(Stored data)
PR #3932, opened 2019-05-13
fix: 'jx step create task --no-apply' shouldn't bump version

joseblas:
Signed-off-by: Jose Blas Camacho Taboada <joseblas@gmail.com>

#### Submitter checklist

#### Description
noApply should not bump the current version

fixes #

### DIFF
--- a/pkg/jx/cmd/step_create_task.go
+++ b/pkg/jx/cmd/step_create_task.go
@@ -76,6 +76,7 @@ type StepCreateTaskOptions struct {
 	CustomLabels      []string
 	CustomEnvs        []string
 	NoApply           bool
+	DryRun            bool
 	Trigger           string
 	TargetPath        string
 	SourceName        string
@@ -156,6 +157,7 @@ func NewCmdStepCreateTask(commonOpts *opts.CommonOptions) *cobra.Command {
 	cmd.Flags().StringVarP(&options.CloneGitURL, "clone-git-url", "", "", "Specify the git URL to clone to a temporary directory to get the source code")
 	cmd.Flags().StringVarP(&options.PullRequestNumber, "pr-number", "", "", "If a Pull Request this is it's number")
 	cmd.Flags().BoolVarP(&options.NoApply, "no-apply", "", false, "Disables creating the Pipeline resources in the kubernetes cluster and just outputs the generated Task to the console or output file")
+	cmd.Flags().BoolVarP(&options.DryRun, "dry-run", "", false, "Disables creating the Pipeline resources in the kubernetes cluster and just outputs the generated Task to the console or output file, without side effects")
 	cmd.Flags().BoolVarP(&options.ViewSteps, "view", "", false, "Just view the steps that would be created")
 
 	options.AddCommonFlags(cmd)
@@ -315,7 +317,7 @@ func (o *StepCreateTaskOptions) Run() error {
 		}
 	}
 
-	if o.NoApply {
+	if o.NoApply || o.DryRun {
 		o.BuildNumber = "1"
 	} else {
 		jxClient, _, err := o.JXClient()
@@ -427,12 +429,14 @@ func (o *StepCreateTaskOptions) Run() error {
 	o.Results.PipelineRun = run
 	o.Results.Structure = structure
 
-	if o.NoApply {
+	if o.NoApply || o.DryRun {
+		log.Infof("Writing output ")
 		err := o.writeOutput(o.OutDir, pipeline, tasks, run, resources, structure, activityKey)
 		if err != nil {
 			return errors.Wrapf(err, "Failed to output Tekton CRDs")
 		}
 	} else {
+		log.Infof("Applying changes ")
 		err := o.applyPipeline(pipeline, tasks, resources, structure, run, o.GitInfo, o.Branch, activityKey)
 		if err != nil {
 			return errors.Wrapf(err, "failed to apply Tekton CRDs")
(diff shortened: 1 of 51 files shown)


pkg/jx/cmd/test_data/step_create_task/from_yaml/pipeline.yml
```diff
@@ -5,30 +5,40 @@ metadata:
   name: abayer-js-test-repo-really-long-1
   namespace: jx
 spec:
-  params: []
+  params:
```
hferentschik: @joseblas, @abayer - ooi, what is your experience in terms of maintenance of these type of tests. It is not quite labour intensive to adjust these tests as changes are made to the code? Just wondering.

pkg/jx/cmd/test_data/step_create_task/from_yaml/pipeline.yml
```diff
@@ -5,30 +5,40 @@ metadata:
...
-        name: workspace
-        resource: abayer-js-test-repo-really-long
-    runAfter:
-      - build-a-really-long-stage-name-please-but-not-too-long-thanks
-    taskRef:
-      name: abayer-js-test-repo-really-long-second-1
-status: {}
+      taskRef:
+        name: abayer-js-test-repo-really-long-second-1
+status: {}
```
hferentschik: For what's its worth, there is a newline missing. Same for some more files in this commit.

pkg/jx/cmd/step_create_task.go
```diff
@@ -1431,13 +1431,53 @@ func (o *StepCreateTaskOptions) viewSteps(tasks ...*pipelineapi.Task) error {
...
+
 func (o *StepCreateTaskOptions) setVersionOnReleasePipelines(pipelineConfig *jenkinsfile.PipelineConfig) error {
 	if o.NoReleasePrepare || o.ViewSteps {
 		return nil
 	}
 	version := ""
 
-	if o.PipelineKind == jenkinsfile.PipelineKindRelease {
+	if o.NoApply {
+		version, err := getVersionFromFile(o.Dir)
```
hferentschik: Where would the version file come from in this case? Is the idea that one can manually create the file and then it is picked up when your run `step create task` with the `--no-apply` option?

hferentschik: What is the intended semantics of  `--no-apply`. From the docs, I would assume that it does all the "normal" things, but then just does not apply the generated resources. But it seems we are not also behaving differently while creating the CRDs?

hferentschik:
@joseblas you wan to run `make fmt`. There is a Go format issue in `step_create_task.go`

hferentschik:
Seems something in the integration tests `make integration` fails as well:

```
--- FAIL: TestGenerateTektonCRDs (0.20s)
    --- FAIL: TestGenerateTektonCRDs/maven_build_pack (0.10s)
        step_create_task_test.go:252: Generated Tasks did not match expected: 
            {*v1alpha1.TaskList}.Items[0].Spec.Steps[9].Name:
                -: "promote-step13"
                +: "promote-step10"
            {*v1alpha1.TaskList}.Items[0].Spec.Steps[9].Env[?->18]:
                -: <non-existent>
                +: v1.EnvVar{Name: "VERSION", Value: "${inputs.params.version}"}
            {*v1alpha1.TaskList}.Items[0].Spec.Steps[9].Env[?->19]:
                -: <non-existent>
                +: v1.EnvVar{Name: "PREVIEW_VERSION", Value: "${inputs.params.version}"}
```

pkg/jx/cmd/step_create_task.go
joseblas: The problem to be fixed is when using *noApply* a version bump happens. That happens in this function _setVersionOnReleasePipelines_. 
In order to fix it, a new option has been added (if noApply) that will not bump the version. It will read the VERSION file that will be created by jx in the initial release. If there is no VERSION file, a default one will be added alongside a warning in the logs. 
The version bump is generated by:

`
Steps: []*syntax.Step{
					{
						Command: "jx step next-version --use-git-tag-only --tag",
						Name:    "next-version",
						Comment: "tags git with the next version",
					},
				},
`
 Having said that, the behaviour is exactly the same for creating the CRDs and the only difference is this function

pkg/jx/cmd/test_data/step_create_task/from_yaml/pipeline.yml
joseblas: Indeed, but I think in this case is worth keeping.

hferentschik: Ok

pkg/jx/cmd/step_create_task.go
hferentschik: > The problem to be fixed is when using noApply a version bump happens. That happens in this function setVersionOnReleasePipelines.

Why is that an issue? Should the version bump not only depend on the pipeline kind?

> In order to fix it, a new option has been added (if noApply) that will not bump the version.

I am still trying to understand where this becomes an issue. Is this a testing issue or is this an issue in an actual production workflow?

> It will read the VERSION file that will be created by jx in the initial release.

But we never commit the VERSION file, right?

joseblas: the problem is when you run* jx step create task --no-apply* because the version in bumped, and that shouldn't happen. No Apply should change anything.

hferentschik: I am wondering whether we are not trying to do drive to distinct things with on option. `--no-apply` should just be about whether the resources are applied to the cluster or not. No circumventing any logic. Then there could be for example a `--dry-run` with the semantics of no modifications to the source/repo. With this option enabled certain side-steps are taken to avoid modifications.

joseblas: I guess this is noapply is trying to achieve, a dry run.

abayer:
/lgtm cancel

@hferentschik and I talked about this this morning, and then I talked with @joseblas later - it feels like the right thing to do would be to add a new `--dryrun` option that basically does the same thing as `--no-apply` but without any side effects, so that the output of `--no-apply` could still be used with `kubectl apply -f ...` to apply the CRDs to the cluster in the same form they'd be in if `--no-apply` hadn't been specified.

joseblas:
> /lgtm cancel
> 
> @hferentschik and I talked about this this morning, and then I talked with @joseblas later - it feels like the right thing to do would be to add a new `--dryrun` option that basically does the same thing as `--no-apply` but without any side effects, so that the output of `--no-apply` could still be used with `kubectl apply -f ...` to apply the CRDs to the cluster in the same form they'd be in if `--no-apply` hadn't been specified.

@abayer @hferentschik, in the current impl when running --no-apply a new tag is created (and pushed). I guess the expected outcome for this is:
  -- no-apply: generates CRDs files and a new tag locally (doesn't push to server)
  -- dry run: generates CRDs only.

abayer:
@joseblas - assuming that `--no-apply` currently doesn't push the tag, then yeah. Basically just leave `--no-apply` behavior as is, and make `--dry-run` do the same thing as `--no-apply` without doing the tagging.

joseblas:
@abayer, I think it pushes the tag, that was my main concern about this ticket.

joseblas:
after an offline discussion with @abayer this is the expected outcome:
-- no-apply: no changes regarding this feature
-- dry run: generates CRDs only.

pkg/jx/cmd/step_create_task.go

### Exercise
Find the lines above that contain the word "fixed" and collect them.

### Solution to this task
joseblas: The problem to be fixed is when using *noApply* a version bump happens. That happens in this function _setVersionOnReleasePipelines_. 
hferentschik: > The problem to be fixed is when using noApply a version bump happens. That happens in this function setVersionOnReleasePipelines.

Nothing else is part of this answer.